PR #31, opened 2016-11-30
Fieldtest eligibility check

burzum619:
This method will replace the legacy StudentDLL.FT_IsEligible_FN() function (line **4398**)

The purpose of this code is to check to see if a segment (and its parent assessment) contains items eligible for a field test and the exam falls within the eligible field test time window.

Please note that the legacy code references data (field test start/end times) from client_testproperties and client_segmentproperties for assessments and segments, respectively. Per our discussion on 11/29, this data is being moved into the Assessment and Segment classes.

### DIFF
--- a/service/src/main/java/tds/exam/services/impl/FieldTestServiceImpl.java
+++ b/service/src/main/java/tds/exam/services/impl/FieldTestServiceImpl.java
@@ -4,12 +4,10 @@ import org.joda.time.Instant;
 import org.springframework.beans.factory.annotation.Autowired;
 import org.springframework.stereotype.Service;
 
-import java.util.Date;
 import java.util.Optional;
 
 import tds.assessment.Assessment;
 import tds.assessment.Segment;
-import tds.common.data.legacy.LegacyComparer;
 import tds.config.ClientSegmentProperty;
 import tds.config.ClientTestProperty;
 import tds.exam.Exam;
--- a/service/src/main/java/tds/exam/services/impl/FieldTestServiceImpl.java
+++ b/service/src/main/java/tds/exam/services/impl/FieldTestServiceImpl.java
@@ -26,7 +26,7 @@ public class FieldTestServiceImpl implements FieldTestService {
                 item.getItemProperties().stream()
                     .filter(prop ->
                         prop.getName().equalsIgnoreCase(Accommodation.ACCOMMODATION_TYPE_LANGUAGE) &&
-                        prop.getValue().equals(languageCode))
+                        prop.getValue().equalsIgnoreCase(languageCode))
                     .findFirst().isPresent())
             .count();
 
--- a/service/src/main/java/tds/exam/services/impl/FieldTestServiceImpl.java
+++ b/service/src/main/java/tds/exam/services/impl/FieldTestServiceImpl.java
@@ -3,7 +3,10 @@ package tds.exam.services.impl;
 import org.joda.time.Instant;
 import org.springframework.stereotype.Service;
 
+import java.util.Optional;
+
 import tds.assessment.Assessment;
+import tds.assessment.Item;
 import tds.assessment.Segment;
 import tds.config.Accommodation;
 import tds.exam.Exam;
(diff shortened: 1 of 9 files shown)


service/src/main/java/tds/exam/services/impl/FieldTestServiceImpl.java
```diff
@@ -0,0 +1,69 @@
...
+            if (ExternalSessionConfiguration.SIMULATION_ENVIRONMENT.equalsIgnoreCase(exam.getEnvironment())) {
+                isEligible = true;
+            } else {
+                /* Line [4473] : client_testproperties already included in Assessment */
+                boolean assessmentEligible = isWithinFieldTestWindow(assessment.getFieldTestStartDate(), assessment.getFieldTestEndDate());
+                /* parentKey == testKey when the assessment is non-segmented */
+                if (!assessment.isSegmented() || !assessmentEligible) {
+                    return assessmentEligible;
+                }
+                /* Line [4491]  : client_segmentproperties already included in Segments */
```
millerts: Similar comment concerning the line number and the accompanying comment about `... already included`.  It doesn't really explain much for someone without knowledge of the Student DLL.

service/src/main/java/tds/exam/services/impl/FieldTestServiceImpl.java
```diff
@@ -0,0 +1,69 @@
...
+
+import tds.assessment.Assessment;
+import tds.assessment.Segment;
+import tds.config.Accommodation;
+import tds.exam.Exam;
+import tds.exam.services.FieldTestService;
+import tds.session.ExternalSessionConfiguration;
+
+@Service
+public class FieldTestServiceImpl implements FieldTestService {
```
millerts: I'm wondering if this really needs to be a full fledged service or can just be a simple POJO?  It currently takes in all its dependencies.  Are you thinking there will be more methods added to the service in the future?

service/src/test/java/tds/exam/services/impl/FieldTestServiceImplTest.java
```diff
@@ -0,0 +1,496 @@
...
+        items.add(item2);
+
+        Segment seg1 = new Segment(segmentKey);
+        seg1.setFieldTestMinItems(1);
+        seg1.setItems(items);
+
+        List<Segment> segments = new ArrayList<>();
+        segments.add(seg1);
+
+        Assessment assessment = new Assessment();
```
millerts: We should consider having a builder for an Assessment that will build out a Segmented or a NonSegmented assessment.  Once that fully populated assessment is built out our tests could simply tweak what is needed to hit different logic paths.

At the very least I think this particular test class can have a private method that builds most of the assessment since it looks like this large block is almost identical in every test in this class.

service/src/main/java/tds/exam/services/impl/FieldTestServiceImpl.java
burzum619: I do believe this service will have more methods added to it in the near future.

service/src/main/java/tds/exam/services/impl/FieldTestServiceImpl.java
```diff
@@ -0,0 +1,69 @@
...
+
+    @Override
+    public boolean isFieldTestEligible(Exam exam, Assessment assessment, String segmentKey, String languageCode) {
+        boolean isEligible = false;
+        Segment currentSegment = assessment.getSegment(segmentKey);
+
+        // Get the count items that are compatible with the selected language
+        /* StudentDLL [4430] */
+        int fieldTestItemCount = (int) currentSegment.getItems().stream()
```
burzum619: Not sure I follow - I believe "I" is the tblsetofadminitem (not adminsubjects), which contains the individual items that are part of the assessment. I don't think assessments have an "isFieldTest" property. Technically an assessment can contain a combination of FT and non-FT items.

service/src/main/java/tds/exam/services/impl/FieldTestServiceImpl.java
```diff
@@ -0,0 +1,69 @@
...
+        return isEligible;
+    }
+
+    /*
+        This helper method is a null-tolerant Instant/date comparison for the test window
+     */
+    private boolean isWithinFieldTestWindow(Instant startTime, Instant endTime) {
+        boolean inWindow;
+        // null field test start/end times are considered "always open" windows
+        if (startTime != null) {
```
burzum619: I'll do that. Thanks for the suggestion

service/src/main/java/tds/exam/services/impl/FieldTestServiceImpl.java
```diff
@@ -0,0 +1,69 @@
...
+        /* StudentDLL [4430] */
+        int fieldTestItemCount = (int) currentSegment.getItems().stream()
+            .filter(item ->
+                item.isFieldTest() &&
+                item.getItemProperties().stream()
+                    .filter(prop ->
+                        prop.getName().equalsIgnoreCase(Accommodation.ACCOMMODATION_TYPE_LANGUAGE) &&
+                        prop.getValue().equalsIgnoreCase(languageCode))
+                    .findFirst().isPresent())
+            .count();
```
burzum619: Sure, I like that. I'm also going to move the "currentSegment.getFieldTestMinItems() > 0" out of the if because if the condition above is false, theres really no point in iterating over all the items to find a FT item.

service/src/main/java/tds/exam/services/impl/FieldTestServiceImpl.java
```diff
@@ -0,0 +1,69 @@
...
+
+        /* This is line 4437 and 4453 combined into one conditional */
+        if (fieldTestItemCount > 0 && currentSegment.getFieldTestMinItems() > 0) {
+            if (ExternalSessionConfiguration.SIMULATION_ENVIRONMENT.equalsIgnoreCase(exam.getEnvironment())) {
+                isEligible = true;
+            } else {
+                /* Line [4473] : client_testproperties already included in Assessment */
```
burzum619: I'll add more information  to the comment

service/src/main/java/tds/exam/services/impl/FieldTestServiceImpl.java
millerts: Can we just flip the annotation to @Component until it has a need for transaction management?

burzum619: Yep, sounds good to me.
====
### Required action
Output the records exactly, including every line.

### Solution to this task
PR #31, opened 2016-11-30
Fieldtest eligibility check

burzum619:
This method will replace the legacy StudentDLL.FT_IsEligible_FN() function (line **4398**)

The purpose of this code is to check to see if a segment (and its parent assessment) contains items eligible for a field test and the exam falls within the eligible field test time window.

Please note that the legacy code references data (field test start/end times) from client_testproperties and client_segmentproperties for assessments and segments, respectively. Per our discussion on 11/29, this data is being moved into the Assessment and Segment classes.

### DIFF
--- a/service/src/main/java/tds/exam/services/impl/FieldTestServiceImpl.java
+++ b/service/src/main/java/tds/exam/services/impl/FieldTestServiceImpl.java
@@ -4,12 +4,10 @@ import org.joda.time.Instant;
 import org.springframework.beans.factory.annotation.Autowired;
 import org.springframework.stereotype.Service;
 
-import java.util.Date;
 import java.util.Optional;
 
 import tds.assessment.Assessment;
 import tds.assessment.Segment;
-import tds.common.data.legacy.LegacyComparer;
 import tds.config.ClientSegmentProperty;
 import tds.config.ClientTestProperty;
 import tds.exam.Exam;
--- a/service/src/main/java/tds/exam/services/impl/FieldTestServiceImpl.java
+++ b/service/src/main/java/tds/exam/services/impl/FieldTestServiceImpl.java
@@ -26,7 +26,7 @@ public class FieldTestServiceImpl implements FieldTestService {
                 item.getItemProperties().stream()
                     .filter(prop ->
                         prop.getName().equalsIgnoreCase(Accommodation.ACCOMMODATION_TYPE_LANGUAGE) &&
-                        prop.getValue().equals(languageCode))
+                        prop.getValue().equalsIgnoreCase(languageCode))
                     .findFirst().isPresent())
             .count();
 
--- a/service/src/main/java/tds/exam/services/impl/FieldTestServiceImpl.java
+++ b/service/src/main/java/tds/exam/services/impl/FieldTestServiceImpl.java
@@ -3,7 +3,10 @@ package tds.exam.services.impl;
 import org.joda.time.Instant;
 import org.springframework.stereotype.Service;
 
+import java.util.Optional;
+
 import tds.assessment.Assessment;
+import tds.assessment.Item;
 import tds.assessment.Segment;
 import tds.config.Accommodation;
 import tds.exam.Exam;
(diff shortened: 1 of 9 files shown)


service/src/main/java/tds/exam/services/impl/FieldTestServiceImpl.java
```diff
@@ -0,0 +1,69 @@
...
+            if (ExternalSessionConfiguration.SIMULATION_ENVIRONMENT.equalsIgnoreCase(exam.getEnvironment())) {
+                isEligible = true;
+            } else {
+                /* Line [4473] : client_testproperties already included in Assessment */
+                boolean assessmentEligible = isWithinFieldTestWindow(assessment.getFieldTestStartDate(), assessment.getFieldTestEndDate());
+                /* parentKey == testKey when the assessment is non-segmented */
+                if (!assessment.isSegmented() || !assessmentEligible) {
+                    return assessmentEligible;
+                }
+                /* Line [4491]  : client_segmentproperties already included in Segments */
```
millerts: Similar comment concerning the line number and the accompanying comment about `... already included`.  It doesn't really explain much for someone without knowledge of the Student DLL.

service/src/main/java/tds/exam/services/impl/FieldTestServiceImpl.java
```diff
@@ -0,0 +1,69 @@
...
+
+import tds.assessment.Assessment;
+import tds.assessment.Segment;
+import tds.config.Accommodation;
+import tds.exam.Exam;
+import tds.exam.services.FieldTestService;
+import tds.session.ExternalSessionConfiguration;
+
+@Service
+public class FieldTestServiceImpl implements FieldTestService {
```
millerts: I'm wondering if this really needs to be a full fledged service or can just be a simple POJO?  It currently takes in all its dependencies.  Are you thinking there will be more methods added to the service in the future?

service/src/test/java/tds/exam/services/impl/FieldTestServiceImplTest.java
```diff
@@ -0,0 +1,496 @@
...
+        items.add(item2);
+
+        Segment seg1 = new Segment(segmentKey);
+        seg1.setFieldTestMinItems(1);
+        seg1.setItems(items);
+
+        List<Segment> segments = new ArrayList<>();
+        segments.add(seg1);
+
+        Assessment assessment = new Assessment();
```
millerts: We should consider having a builder for an Assessment that will build out a Segmented or a NonSegmented assessment.  Once that fully populated assessment is built out our tests could simply tweak what is needed to hit different logic paths.

At the very least I think this particular test class can have a private method that builds most of the assessment since it looks like this large block is almost identical in every test in this class.

service/src/main/java/tds/exam/services/impl/FieldTestServiceImpl.java
burzum619: I do believe this service will have more methods added to it in the near future.

service/src/main/java/tds/exam/services/impl/FieldTestServiceImpl.java
```diff
@@ -0,0 +1,69 @@
...
+
+    @Override
+    public boolean isFieldTestEligible(Exam exam, Assessment assessment, String segmentKey, String languageCode) {
+        boolean isEligible = false;
+        Segment currentSegment = assessment.getSegment(segmentKey);
+
+        // Get the count items that are compatible with the selected language
+        /* StudentDLL [4430] */
+        int fieldTestItemCount = (int) currentSegment.getItems().stream()
```
burzum619: Not sure I follow - I believe "I" is the tblsetofadminitem (not adminsubjects), which contains the individual items that are part of the assessment. I don't think assessments have an "isFieldTest" property. Technically an assessment can contain a combination of FT and non-FT items.

service/src/main/java/tds/exam/services/impl/FieldTestServiceImpl.java
```diff
@@ -0,0 +1,69 @@
...
+        return isEligible;
+    }
+
+    /*
+        This helper method is a null-tolerant Instant/date comparison for the test window
+     */
+    private boolean isWithinFieldTestWindow(Instant startTime, Instant endTime) {
+        boolean inWindow;
+        // null field test start/end times are considered "always open" windows
+        if (startTime != null) {
```
burzum619: I'll do that. Thanks for the suggestion

service/src/main/java/tds/exam/services/impl/FieldTestServiceImpl.java
```diff
@@ -0,0 +1,69 @@
...
+        /* StudentDLL [4430] */
+        int fieldTestItemCount = (int) currentSegment.getItems().stream()
+            .filter(item ->
+                item.isFieldTest() &&
+                item.getItemProperties().stream()
+                    .filter(prop ->
+                        prop.getName().equalsIgnoreCase(Accommodation.ACCOMMODATION_TYPE_LANGUAGE) &&
+                        prop.getValue().equalsIgnoreCase(languageCode))
+                    .findFirst().isPresent())
+            .count();
```
burzum619: Sure, I like that. I'm also going to move the "currentSegment.getFieldTestMinItems() > 0" out of the if because if the condition above is false, theres really no point in iterating over all the items to find a FT item.

service/src/main/java/tds/exam/services/impl/FieldTestServiceImpl.java
```diff
@@ -0,0 +1,69 @@
...
+
+        /* This is line 4437 and 4453 combined into one conditional */
+        if (fieldTestItemCount > 0 && currentSegment.getFieldTestMinItems() > 0) {
+            if (ExternalSessionConfiguration.SIMULATION_ENVIRONMENT.equalsIgnoreCase(exam.getEnvironment())) {
+                isEligible = true;
+            } else {
+                /* Line [4473] : client_testproperties already included in Assessment */
```
burzum619: I'll add more information  to the comment

service/src/main/java/tds/exam/services/impl/FieldTestServiceImpl.java
millerts: Can we just flip the annotation to @Component until it has a need for transaction management?

burzum619: Yep, sounds good to me.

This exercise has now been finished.